Abstract 4871
Background
We sought to confirm the recommended phase II dose (RP2D) of the combination of olaparib and AZD5363 in women’s cancers and evaluate molecular markers of response and resistance.
Methods
Olaparib tablet formulation (O) was given orally BID, AZD5363 (A) was given orally on a 4 day on/3 day off schedule. Two dose levels were planned per the ComPAKT study (Yap AACR 2015). Responses were defined using RECIST 1.1. Patients had biopsies at baseline and after 28 days of treatment for planned correlative testing.
Results
To date, 38 patients (pts) have been enrolled. Median number of prior therapies was 4 (1-8). Only 7 (18%, 5 ovarian, 2 breast) pts had known germline BRCA mutation. The first two pts on DL1 (O 300mg; A 400mg) experienced DLTs of diarrhea and vomiting. Therefore, 6 pts were treated on DL-1 (O 300mg; A 320mg). There were no DLTs on DL-1, therefore, 6 additional pts were treated on DL1. There were no DLTs on re-explored DL1. DL1 was confirmed as the RP2D. Expansion phase was performed with an additional 24 pts. Most common adverse events (≥15%) were anemia (89%, G3/4 16%), nausea (76%, G3/4 5%), diarrhea (74%, G3/4 5%), leukopenia (61%, G3/4 11%), elevated creatinine (58%, G3/4 3%), hyperglycemia (42%, G3/4 0%), fatigue (42%, G3/4 0%),vomiting (39%, G3/4 5%), anorexia (32%, G3/4 0%), mucositis (26%, G3/4 0%), hypertriglyceridemia (18%, G3/4 0%), thrombocytopenia (18%, G3/4 0%), neutropenia (18%, G3/4 10%), hypercholesterolemia (18%, G3/4 0%), hyponatremia (16%, G3/4 5%) and constipation (16%, G3/4 0%). Of 30 pts evaluable for response, overall response rate (RR) was 24%. Seven had confirmed partial response including 1 ovarian, 4 endometrial and 2 triple negative breast cancer pts. RR among endometrial cancer pts was 50% (4/8). Six additional pts had stable disease for greater than 4 months including 4 ovarian and 1 endometrial cancer pts. Assessment of molecular correlatives of response and resistance are ongoing.
Conclusions
The combination of olaparib tablet formulation and AZD5363 is well tolerated at the confirmed RP2D and demonstrates preliminary evidence of durable tumor activity in ovarian, endometrial and triple negative breast cancer. Promising response was seen in the endometrial cancer cohort.

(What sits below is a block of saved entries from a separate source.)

PR #288, opened 2026-08-31
fix(core): retry settlement and drain the pipeline in order instead of discarding executed transactions (issue-160)

Huzaifa696:
## Summary

The settler discarded executed transactions on three paths. A failed blocktime tick broke the worker loop with no retry, so one transient Postgres error could stop block production. The final flush cleared its buffer after a failed commit with only a `warn!` and no signatures. On shutdown, every stage also raced the same cancellation token, so a clean restart could drop already-admitted work at four points, from the sequencer's queued input through to the address-index writer.

Settlement now retries within a 15s budget, with each commit bounded at 5s. The timeout covers only the Postgres commit, never the publishes after it: those are not idempotent, and republishing a blockhash would add a second copy to the dedup window, potentially evicting the first and dropping the replay cache for a still-live blockhash. The 15s budget is tied to `transaction_expiration_ms`: because a stall stops block production while the blockhash window is measured in blocks, the stall itself consumes the expiration window, so the retry budget caps the overshoot at twice that window. The timestamp is sampled once per call, so a retry after an unacknowledged commit rewrites the same rows rather than creating a second blockhash that a replica may already serve. The heartbeat is updated on every attempt, preventing a stalled settler from continuing to report as healthy.

Shutdown now closes admission at the RPC layer, after which each stage exits when its input closes, draining in order under a single deadline.

### Coverage Report

| Core | 19,587 | 21,270 | 92.1% | [rust-unit-coverage-reports](https://github.com/solana-foundation/solana-private-channels/actions/runs/33645253246) |
| Indexer | 38,617 | 42,331 | 91.2% | [rust-unit-coverage-reports](https://github.com/solana-foundation/solana-private-channels/actions/runs/33645253246) |
| Gateway | 1,648 | 1,907 | 86.4% | [rust-unit-coverage-reports](https://github.com/solana-foundation/solana-private-channels/actions/runs/33645253246) |
| Auth | 1,312 | 1,506 | 87.1% | [rust-unit-coverage-reports](https://github.com/solana-foundation/solana-private-channels/actions/runs/33645253246) |
| E2E Integration | 15,350 | 20,002 | 76.7% | [e2e-coverage-reports](https://github.com/solana-foundation/solana-private-channels/actions/runs/33645253246) |
| **Total** | **76,514** | **87,016** | **87.9%** | |

> Last updated: 2026-09-02 15:48:28 UTC by E2E Integration


core/src/stages/settle.rs
```diff
@@ -849,13 +1020,20 @@ async fn settle_transactions(
...
-        )
-        .await?;
+        ),
+    )
+    .await
+    .map_err(|_| {
+        SettleError::Other(format!(
+            "commit exceeded {commit_timeout:?} and was abandoned"
+        ))
+    })??;
```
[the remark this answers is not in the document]
Huzaifa696: Fixed in 07f79ab: the block insert moved above the counter and now returns `(xmax = 0)`, so a replayed commit increments `transaction_count` only when the slot is genuinely new.

core/src/nodes/node.rs
```diff
@@ -474,15 +478,22 @@ impl NodeHandles {
...
+        let deadline = tokio::time::Instant::now() + DRAIN_DEADLINE;
         for worker in self.workers {
-            match tokio::time::timeout(Duration::from_secs(5), worker.handle).await {
+            let remaining = deadline.saturating_duration_since(tokio::time::Instant::now());
+            match tokio::time::timeout(remaining, worker.handle).await {
                 Ok(Ok(_)) => info!("{} stopped gracefully", worker.name),
                 Ok(Err(e)) => error!("{} error: {:?}", worker.name, e),
-                Err(_) => warn!("{} shutdown timeout", worker.name),
+                Err(_) => warn!("{} did not drain within the shutdown deadline", worker.name),
             }
```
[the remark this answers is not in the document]
Huzaifa696: Fixed in 07f79ab: `shutdown()` now awaits `&mut worker.handle` and calls `abort()` on timeout, and reports an incomplete drain instead of logging "complete" unconditionally.

integration/tests/private-channel/test_ordered_shutdown_e2e.rs
```diff
@@ -0,0 +1,353 @@
...
+        carried > 0.0,
+        "shutdown landed on an empty pipeline, so the drain was never exercised"
+    );
+    let accepted_at_shutdown = loader.accepted_so_far();
+
+    handles.shutdown().await;
+
+    // Admission must be closed once shutdown has started.
+    let after_shutdown = client
+        .send_transaction(&memo_tx(solana_sdk::hash::Hash::default(), 9_999))
```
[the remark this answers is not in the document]
Huzaifa696: Fixed in 07f79ab: switched to `Hash::new_unique()`, which also makes clear the refusal under test is admission rather than an expired blockhash.

core/src/nodes/node.rs
```diff
@@ -474,25 +483,97 @@ impl NodeHandles {
...
+            let remaining = deadline.saturating_duration_since(tokio::time::Instant::now());
+            match tokio::time::timeout(remaining, &mut worker.handle).await {
                 Ok(Ok(_)) => info!("{} stopped gracefully", worker.name),
                 Ok(Err(e)) => error!("{} error: {:?}", worker.name, e),
-                Err(_) => warn!("{} shutdown timeout", worker.name),
+                Err(_) => {
+                    // Dropping a JoinHandle detaches the task rather than
+                    // stopping it, so an in-process restart would leave this
+                    // stage holding its pool and channels beside the new one.
+                    worker.handle.abort();
```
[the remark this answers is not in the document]
Huzaifa696: Fixed in 48ef1e5: `shutdown()` now awaits the handle after `abort()`, bounded by a 2s grace so a task with no await point cannot hold the drain open, and logs an error if one ignores the abort.

core/src/nodes/node.rs
```diff
@@ -474,25 +488,132 @@ impl NodeHandles {
...
-            match tokio::time::timeout(Duration::from_secs(5), worker.handle).await {
+        // One deadline for the whole drain, not one per worker: the workers are
+        // awaited in pipeline order, so a per-worker budget would multiply by
+        // the number of stages and overrun the container's stop grace period,
+        // which kills the process mid-drain and loses what the order preserved.
+        let deadline = tokio::time::Instant::now() + DRAIN_DEADLINE;
+        let mut overran = false;
+        for mut worker in self.workers {
+            let remaining = deadline.saturating_duration_since(tokio::time::Instant::now());
+            match tokio::time::timeout(remaining, &mut worker.handle).await {
```
sebatustra, line 517: wait_for_any_worker_quit waits until any worker task finishes, then returns its name. It never removes the finished worker from the list:

```
  let futures: Vec<_> = self
      .workers
      .iter_mut()                                    // 473: borrows, does not move
      .enumerate()
      .map(|(idx, worker)| {
          let future = (&mut worker.handle).map(move |_| idx);   // 476: polls the handle
          Box::pin(future)
      })
      .collect();

  let (completed_idx, _result, _remaining) = futures::future::select_all(futures).await;  // 481
  let worker_name = self.workers[completed_idx].name().to_string();                        // 482: still in the Vec
```

Line 476 polls the JoinHandle and line 481 is where one of those polls returns Ready. That poll consumes the task's result. But self.workers still holds all 10 handles, including the consumed one.

shutdown() then walks the whole list and polls every handle a second time:
```
  for mut worker in self.workers {
      let remaining = deadline.saturating_duration_since(tokio::time::Instant::now());
      match tokio::time::timeout(remaining, &mut worker.handle).await {   // 511: second poll
```

Why it is wrong:
A tokio JoinHandle can only be polled to completion once. The second poll panics:

```
  pub(super) fn try_read_output(self, dst: &mut Poll<super::Result<T::Output>>, waker: &Waker) {
      if can_read_output(self.header(), self.trailer(), waker) {   // true once complete
          *dst = Poll::Ready(self.core().take_output());
      }
  }

  match mem::replace(unsafe { &mut *ptr }, Stage::Consumed) {
      Stage::Finished(output) => output,
      _ => panic!("JoinHandle polled after completion"),
  }
```

So node.rs:511 panics as soon as the loop reaches the worker that already finished. The panic escapes shutdown(), escapes main (core/src/bin/node.rs:247-248, #[tokio::main]), and the process aborts.

core/src/stages/settle.rs
```diff
@@ -687,7 +727,144 @@ fn compute_blockhash(
...
+            // failed to reach is rebuilt from Postgres on the next boot.
+            Err(SettleError::AddressIndexWriterGone) => {
+                return Err(SettleError::AddressIndexWriterGone)
+            }
+            Err(e) => e,
+        };
+
+        // Re-read: cancellation may have arrived while the attempt was running,
+        // and a second attempt would then run past the node's drain deadline.
+        if shutdown_token.is_cancelled() || Instant::now() + backoff >= deadline {
```
sebatustra: here we return on the first failure whenever the token is cancelled. The retry loop at settle.rs:811 never runs a second iteration. So the 15 second budget (settle.rs:62) and the exponential backoff (settle.rs:68-70, settle.rs:862) are all dead code once shutdown starts.

That would be reasonable if the drain had no time to spare, but it has plenty. DRAIN_DEADLINE is 8 seconds (core/src/nodes/node.rs:37). A single 2 second attempt leaves roughly 6 seconds unused.

The consequence is severe because a failed settle does not just skip a block. It throws the whole buffer away and stops the stage:

```
  // core/src/stages/settle.rs:532-544
  Err(SettleError::Other(msg)) => {
      error!("Failed to settle transactions: {}", msg);
      // Cleared here so the final flush below does not
      // spend a second budget on the same doomed batch.
      discard_buffer(                       // 536: drops the buffer AND the queue
          &msg,
          &mut processing_results,
          &mut execution_results_rx,
          &metrics,
      );
      metrics.settler_buffered_account_bytes(0);
      break;                                // 543: leaves the worker loop
  }
```

core/src/nodes/node.rs
```diff
@@ -474,25 +488,132 @@ impl NodeHandles {
...
+                    // stopping it, so an in-process restart would leave this
+                    // stage holding its pool and channels beside the new one.
+                    worker.handle.abort();
+                    overran = true;
+
+                    // `abort()` only schedules cancellation, so wait for the task
+                    // to actually end. Bounded, because a task that never yields
+                    // cannot be cancelled at all and must not hold the drain open
+                    // past the container's stop grace period.
+                    let stopped = tokio::time::timeout(ABORT_GRACE, &mut worker.handle)
```
sebatustra: finding: The shutdown budget can exactly consume the container stop grace, so the process is killed mid-drain


  Two separate constants:

 ```
  pub const DRAIN_DEADLINE: Duration = Duration::from_secs(8);
  const ABORT_GRACE: Duration = Duration::from_secs(2);
```

DRAIN_DEADLINE is a single shared budget for all workers (node.rs:507, node.rs:510). ABORT_GRACE is not:
```
  Err(_) => {
      worker.handle.abort();               // 518
      overran = true;
      let stopped = tokio::time::timeout(ABORT_GRACE, &mut worker.handle)   // 525: per worker
          .await
          .is_ok();
```

Line 525 runs inside the for loop at node.rs:509, after remaining at node.rs:510 has already reached zero. So it is spent once per overrunning worker, on top of the 8 second deadline.

Why it is wrong

The comment at node.rs:35-36 claims the 8 seconds "still leaves room under the container default stop grace period". The branch's own test states what that period is:

```
  // integration/tests/private-channel/test_ordered_shutdown_e2e.rs:36-38
  const CONTAINER_STOP_GRACE: Duration = Duration::from_secs(10);
```
8 + 2 = 10. One stuck worker consumes the entire window, leaving zero seconds for the process to exit. There is no compose file in the repo that raises the grace period.

An Aio node has 10 workers. Once the deadline expires, every remaining worker gets remaining == 0 at node.rs:510, so each one falls into the Err(_) arm and each one can spend up to ABORT_GRACE. Worst case: 8 + 2 × 10 = 28 seconds.

In practice most tasks are cancelled quickly because abort() lands at the next await point, so 2 or 3 seconds of accumulation is the realistic case. That is still enough to blow past 10 seconds.

File: core/src/stages/settle.rs [hunk 8]
```diff
@@ -687,7 +727,144 @@ fn compute_blockhash(
...
 
+/// Signatures named per log line, so one discard cannot emit a single
+/// unreadable record while still naming every transaction it dropped.
+const DISCARD_SIGNATURES_PER_LINE: usize = 100;
+
+/// Record executed transactions that could not be committed, then drop them.
+///
+/// The only place a buffer clears without a commit, so the record is written
+/// first. Queued results fold in; a DB-backed one would need the dead database.
+fn discard_buffer(
```
sebatustra, line 739: finding: discard_buffer misses batches that arrive while it is draining, so they vanish with no record

discard_buffer is the one place a buffer is thrown away without a commit. It pulls everything queued behind the buffer so the record covers those too.

Why it is wrong: The loop at settle.rs:744 is a snapshot, not a close. Every try_recv frees one slot in the bounded channel, and the executor is very likely parked on a send waiting for exactly that slot:

```
  async fn send_one(results_tx: &mpsc::Sender<ExecutedBatch>, batch: ExecutedBatch) -> SendOutcome {
      match results_tx.send(batch).await {     // 372: awaits with no cancellation
          Ok(()) => SendOutcome::Sent,
          Err(_) => SendOutcome::ChannelClosed,
      }
  }
```

That send has no shutdown escape any more. The SendOutcome::ShuttingDown variant was deliberately removed (core/src/stages/execution.rs:332-338). So the executor sits on execution.rs:372 until a slot opens, which settle.rs:744 provides.

Once discard_buffer returns, settle.rs:543 breaks the loop and run_settle_worker returns at settle.rs:684.
execution_results_rx is dropped there. Anything the executor pushed in between is dropped by the channel's own Drop, with no signature list and no counter increment

core/src/nodes/node.rs
Huzaifa696: Fixed in bbd9a97: `wait_for_any_worker_quit` now removes the worker whose output that poll consumed, so `shutdown` never re-polls it (confirmed the panic first, `core.rs:422`); note this predates the PR, pre-change `shutdown` polled the same list after the same `select_all`.

core/src/stages/settle.rs
Huzaifa696: Fixed in bbd9a97: a cancelled settle now retries within a `SETTLE_SHUTDOWN_BUDGET` (4s) measured from cancellation, with the attempt cap at 1500ms so two attempts fit; you were right that the drain has time to spare, though `DRAIN_DEADLINE` is shared by all workers rather than the settler alone, so the budget is sized explicitly instead of assuming the remainder.

core/src/nodes/node.rs
Huzaifa696: Fixed in bbd9a97: the reserve is now a single shared deadline (`ABORT_RESERVE`) and `DRAIN_DEADLINE` drops to 6s, so the whole shutdown is 8s no matter how many workers overrun; a regression test with six stuck workers measured 20.0s before the change.

core/src/stages/settle.rs
Huzaifa696: Fixed in bbd9a97: `discard_buffer` closes the receiver before draining so nothing can land behind the snapshot, and the executor now records the batch a closed queue hands back plus any chunks that never left, which also closes the upstream half of the asymmetry.

sebatustra (approved):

Clinical trial identification
NCT02208375 August 4, 2014
Legal entity responsible for the study
University of Texas MD Anderson Cancer Center
Funding
AstraZeneca, NIH SPORE for Uterine Cancer, NIH SPORE for Ovarian Cancer, Sabin Family Foundation
Disclosure
S. Westin: Advisory Board/Consulting: AstraZeneca, Clovis, Roche/Genenetech, Medivation, Ovation, Casdin Capital, Vermillion. Research Support: AstraZeneca, Critical Outcomes Technologies, Inc, Novartis. J. Litton: Research Support: GSK, Medivation/Pfizer, Novartis, EMD-Serono. Advisory Board/Consulting: Novartis, Medivation/Pfizer. P. Soliman: Research: Novartis. M. Frumovitz: Research support: Novadaq, Navidea. Consulting: Novadaq. A. Jazaeri: Research Support: AstraZeneca, Lion Biotech, Pfizer. Advisory Board/Consulting: EMD-Serono, Genentech. S. Moulder: Research support: Oncothyreon, Novartis, Pfizer, EMD-Serono. P. Rugman, J. Lindemann, E. McMurtry: Employee of AstraZeneca. G. Mills: Research Support: Abbvie, Adelson Medical, Research Foundation, AstraZeneca, Nanostring, Pfizer, Tesaro. Consultant: AstraZeneca, Medimmune, Pfizer Licensed Technology HRD Assay to Myriad Genetics. R. Coleman: Research Support: AstraZeneca, Clovis, Janssen, Merck, Roche-Genentech, Millennium. Advisory Board/Consulting: AstraZeneca, Clovis, Abbvie, Janssen, Merck, Roche-Genentech, Tesaro, Novartis, Pfizer, Bayer, Array, Millennium. All other authors have declared no conflicts of interest.